The food supply chain (FSC) and food loss and waste (FLW) are vital concerns globally. Among all categories, agricultural products contribute significantly to FLW, which still can be used to generate value out of it. Citrus products and citrus supply chains (SC) receive increasing attention due to high loss, demand, and variations. Citrus loss and waste (CLW) causes differ by stage, e.g., worker availability in farms and inadequate packaging in transportation.

The dissertation involves a numerical investigation of an ASC aimed at proposing a new structure to enhance its sustainability performance. This objective will be accomplished by first selecting a Citrus SC in a Mediterranean country as a case study. Second, the study will evaluate several research hypotheses through numerical analyses employing various methodologies. For instance, it commenced by reviewing existing literature, conducting interviews with stakeholders, observing harvesting and transportation activities, constructing a system dynamics simulation model to assess dynamic relationships within the citrus SC, and conducting a Life Cycle Assessment (LCA). The LCA aims to compare and evaluate the environmental impacts of two packaging crates used in citrus transportation and their contributions to CLW. Subsequently, a new citrus SC network aimed at enhancing overall sustainability was proposed. This network design incorporates farms, collection points (CPs), citrus hubs (CHs), and distribution centers (DCs).

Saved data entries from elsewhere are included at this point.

PR #42, opened 2026-06-30
Restore TTL reset to dashes after a data timeout (#1069) (replicates mxtommy/Kip #1076)

mairas:
Replicates upstream PR https://github.com/mxtommy/Kip/pull/1076 ("Restore TTL reset to dashes after a data timeout (#1069)") by dillan.

Method: commit-by-commit cherry-pick (linear upstream history, no merge commits).

This is an experimental replica carried in the SKip fork for evaluation. It restores the behaviour where widget values reset to dashes (the "bootstrap-null" display) after a data timeout has elapsed, fixing a regression introduced in a prior refactor. The change adds a failing regression test first (RED) and then makes the bootstrap-null suppression stateful so it is only applied on the very first bootstrap, not on subsequent timeout-driven null values (GREEN).

### DIFF
--- a/src/app/core/directives/widget-streams.directive.spec.ts
+++ b/src/app/core/directives/widget-streams.directive.spec.ts
@@ -1,6 +1,6 @@
 import { TestBed } from '@angular/core/testing';
 import { beforeEach, afterEach, describe, expect, it, vi } from 'vitest';
-import { Subject, Observable } from 'rxjs';
+import { Subject, BehaviorSubject, Observable } from 'rxjs';
 import { WidgetStreamsDirective } from './widget-streams.directive';
 import { DataService, IPathUpdate } from '../services/data.service';
 import { UnitsService } from '../services/units.service';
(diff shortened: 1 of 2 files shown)


mairas:
## Automated review — issue #69 tier-1 adoption pass

**Verdict:** Safe to adopt. Byte-identical faithful replica of upstream #1076; the TTL-reset fix is correct against SKip's real DataService and the regression test genuinely asserts the fixed safety behavior (values reset to "--" after timeout).

- CI: all 13 checks green
- No actionable findings.

mairas:

Following a review-depth concern, this tier-1 PR got a second, **content-only** review that treats the upstream PR as *unreviewed*, bans "matches upstream / byte-identical" as a correctness argument, and requires every claim to be backed by concrete input→code→output traces (5 traces here), with emphasis on boundary/transient states.

**Independent verdict:** correct — The stateful `filter` with an externally-captured `seenNonNull` latch correctly drops only leading (bootstrap) nulls and, once any real value has been observed, lets a later timeout-driven null pass through so the widget resets to '--'. Because the closure is created once (outside the operator) and every retry/resubscription re-enters the same closure, the TTL null is no longer swallowed on resubscribe. It cannot reset a live value (nulls only appear via timeoutPathObservable, which only fires when no data arrives within dataTimeout) and it cannot fail to reset a dead value on the default source. Value 0 / negative angles are correctly treated as real (not suppressed).

Confidence: `high`.

- [minor] TTL reset targets the first path registration regardless of source (pre-existing, not introduced by this PR)
- [nit] Retry loop re-emits null every ~10s while a path stays dead (harmless)

<sub>Reviewed post-merge for the record.</sub>

PR #47, opened 2026-06-30
Add MCP dashboard-schema generator (replicates mxtommy/Kip #1072)

mairas:
Replicates upstream PR https://github.com/mxtommy/Kip/pull/1072 ("Add MCP dashboard-schema generator") by dillan.

Method: commit-by-commit cherry-pick (10 commits, linear history) preserving original authorship.

This is an experimental replica carried in the fork for evaluation only. It has not been built or test-run as part of replication.


mairas:
## Content review: accept-with-fixes — sound tooling, confirmed inert at runtime

Read the generator (`generate.ts`, `ast.ts`, `serialize.ts`) in full. Confirmed runtime-inertness: nothing under `src/` imports the tool or the artifact, and `package.json` adds only two npm scripts (no `bin`/`postinstall`/`prepare`). The generator is genuinely careful — no `child_process`/`exec`/`eval`/dynamic require; all fs reads are hardcoded paths; parsing is pure syntactic `ts.createSourceFile` (Kip source is never executed); `literalToValue` fails loud on anything it can't statically resolve rather than guessing; output is deterministic with a CI drift gate.

- `[low · design]` the ~92 KB `src/assets/kip-dashboard-schema.json` is swept into the Angular assets glob → shipped to every device and served at `/assets/...`, though only the external MCP server consumes it. Move it out of `src/assets` or exclude it from the glob.
- `[low · correctness]` `SCHEMA_VERSION`/`CONFIG_FILE_VERSION`/theme constants are hardcoded with no test binding them to their source of truth → silent drift if Kip bumps them (the rest of the generator reads from source and fails on drift; these don't).
- `[info]` stale doc comment (references `ts-morph`; the tool uses the TS compiler API), and unrelated d3/branding changes ride along (the d3-selection/d3-shape dep removals are verified safe — `src/` imports only the umbrella `d3`).

Sound dev-only tooling; the fixes are hygiene, none touch on-device data paths.

mairas:
## Fixes pushed

- **Bundle bloat / served artifact:** the ~91 KB `kip-dashboard-schema.json` is now excluded from the Angular assets glob, so it no longer ships to every device or gets served at `/assets/...`. It stays in the repo for the generator and the external MCP-server consumer.
- **Doc comment:** corrected the stale "ts-morph" reference (the tool uses the TypeScript compiler API).

Verified: build excludes the artifact from `public/`, generator test suite 24/24 still green, app builds.

**Not changed:** the hardcoded `SCHEMA_VERSION` / `CONFIG_FILE_VERSION` / theme constants (low, drift risk). Binding them to their source of truth would need a source-reading assertion in the drift-guard spec; deferred as this is external-only dev tooling with no on-device runtime footprint.

PR #48, opened 2026-06-30
Fix Help images 404 when KIP is served under a base href (#1056) (replicates mxtommy/Kip #1074)

mairas:
Replicates upstream PR https://github.com/mxtommy/Kip/pull/1074 ("Fix Help images 404 when KIP is served under a base href (#1056)") by dillan.

Method: commit-by-commit cherry-pick of the two upstream commits (RED guard + GREEN fix) onto `origin/main`, preserving the original author. No conflicts arose.

This is an experimental replica carried in the fork for evaluation. It should be built and reviewed before merge.


mairas:
## Content review: accept — correct and complete

Scanned all help-docs markdown on the branch: the two parent-relative paths (`chartplotter.md`, `welcome.md`) are the only offenders and both are fixed to base-relative `assets/...`, consistent with how `index.html` and `menu.json` resolve under a sub-path base href. The added vitest guard catches `../` and `/`-leading forms.

- `[info · test-quality]` the guard is a path-*shape* check, not an existence check, and doesn't catch a `./`-prefixed relative form — minor, worth tightening the regex.

Clean, well-scoped fix with a useful regression guard.

PR #51, opened 2026-06-30
Add regression tests for solar widget config persistence (#1061) (replicates mxtommy/Kip #1079)

mairas:
Replicates upstream PR https://github.com/mxtommy/Kip/pull/1079 ("Add regression tests for solar widget config persistence (#1061)") by dillan.

Method: commit-by-commit cherry-pick (linear history, no merge commits).

This is an experimental replica carried in the fork for evaluation. It has not been independently tested in the SKip build environment and should be reviewed before merge.


mairas:
## Content review: accept-with-fixes — the two component tests are real; the round-trip tests are not

Judged test quality, not count. The two `bootThenData` tests genuinely exercise the component (mock a no-data reboot → feed live panel power → assert `gaugeProgress` derives from the persisted `arrayRatedPowerW`) and would catch the #1061 regression returning.

- `[medium · test-quality]` the four "config persistence round-trip" tests build literal fixtures and round-trip them through `JSON.stringify/parse` + lodash `cloneDeep/merge` **directly** — they assert JSON/lodash round-trip objects, not Kip's own save/load code, so they wouldn't catch the real persistence path breaking.
- `[low · test-quality]` the "config merge" test only validates `DEFAULT_CONFIG`'s shape, not the index-wise array-merge behavior that actually caused #1061.

Keep the two component tests; either point the round-trip tests at the real persistence functions or drop them as they give false coverage confidence.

The proposed network underwent evaluation through several steps. Firstly, the optimization process involved determining the necessary number of CPs and CHs to collect citrus from farms, pack it, and distribute it to the scattered DCs within the case study country. Secondly, CP locations were determined using a dedicated mathematical model, while the number and placement of CHs were identified based on criteria such as minimizing transportation costs and CO₂ emissions. Upon identifying the necessary equipment, the Life Cycle Cost (LCC) was employed to assess total costs and their impact on the functional unit (FU) cost for both scenarios: the linear citrus SC and the citrus closed loop SC (CLSC).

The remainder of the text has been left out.